For a start, the patronising words ‘fully’ and ‘clearly’ can be omitted. In addition, since the windscreen by definition is in the front, this word likewise can be left out and the whole sentence simplified to:
Parking is permitted in a signposted disabled space for vehicles displaying a disabled badge.
Finally, we have the absurd writing at the bottom of the notice:
By parking or remaining on this site other than in accordance with the above you the driver are agreeing to the following contractual terms
You agree to pay a Parking Charge Notice (PCN) in the sum of £100.00 to be paid within 28 days of issue.
There is something else after that but it’s in such small print I can’t read it.
It may sound like nitpicking but this is presented as a legal notice, so they ought to get it right.
They can’t assume that ‘you the driver’ are agreeing to anything.

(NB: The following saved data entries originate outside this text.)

PR #1863, opened 2015-08-19
Redesign FormFields

christopheschwyzer:
see: https://github.com/cargomedia/sk/issues/1902

PR #1886, opened 2015-08-20
Extend FormFields: Date 

christopheschwyzer:
- Input masks for date input field

Some solutions:
- https://github.com/bguzmanrio/maskjs
- https://github.com/igorescobar/jQuery-Mask-Plugin
- https://github.com/RobinHerbots/jquery.inputmask (seems to be the best one)

We also need to adjust based on location https://en.wikipedia.org/wiki/Date_format_by_country

### DIFF
--- a/client-vendor/after-body/jquery.inputmask/1-inputmask.js
+++ b/client-vendor/after-body/jquery.inputmask/1-inputmask.js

They can only say that you the driver will be deemed to be agreeing, etc.
Further, if you the driver park or remain on the site other than in accordance with the above, then clearly you the driver are not agreeing to what follows, and therefore will be liable to be charged, etc.
Presumably, what they were trying to say is something along these lines:
By parking on this site other than in accordance with the regulations [though the sign is so badly written it’s unclear what the regulations are] you will be liable to be issued with a Parking Charge Notice of £100.00, payable within 28 days.
But all this confusion could have been avoided if the notice had been reduced merely to two words: NO PARKING.
How not to write a letter
Here is a remarkably repetitive letter, written by a doctor, which The British Medical Journal saw fit to publish (5 December 2020). I reproduce it slightly shortened and with emphasis added:
Mass testing programmes—as rolled out in Liverpool—raise complex ethical matters. Establishing a transparent process that debates and manages ethical matters to encourage…stakeholders is important…The concerns people might have about mass testing programmes [and] screening programmes should be…based on an ethical framework. A robust ethical framework to guide mass testing…is needed, building on work that has identified ethical considerations [which] would enable systematic and principled decision making…to assure the ethical standing of mass testing programmes for covid-19. In a pandemic response mired in controversy and challenge, thinking deeply and in an anticipatory way about ethical matters is likely to pay dividends.
Why does she have to say ‘rolled out’ when there are many other serviceable words to chose from? How about launched, introduced, organized, started, begun, embarked on, ushered in, initiated, instigated, instituted, inaugurated, set up, brought out, or opened? She apparently doesn’t realise that clichés should be avoided like the plague.
Apart from stating the obvious in the first sentence, since the writer seems to have no concrete suggestions for dealing with the complex ethical matters to which she alludes, she might well have decided that sending this letter was pointless.
Evidently, even being highly educated is no guarantee of the ability to write well.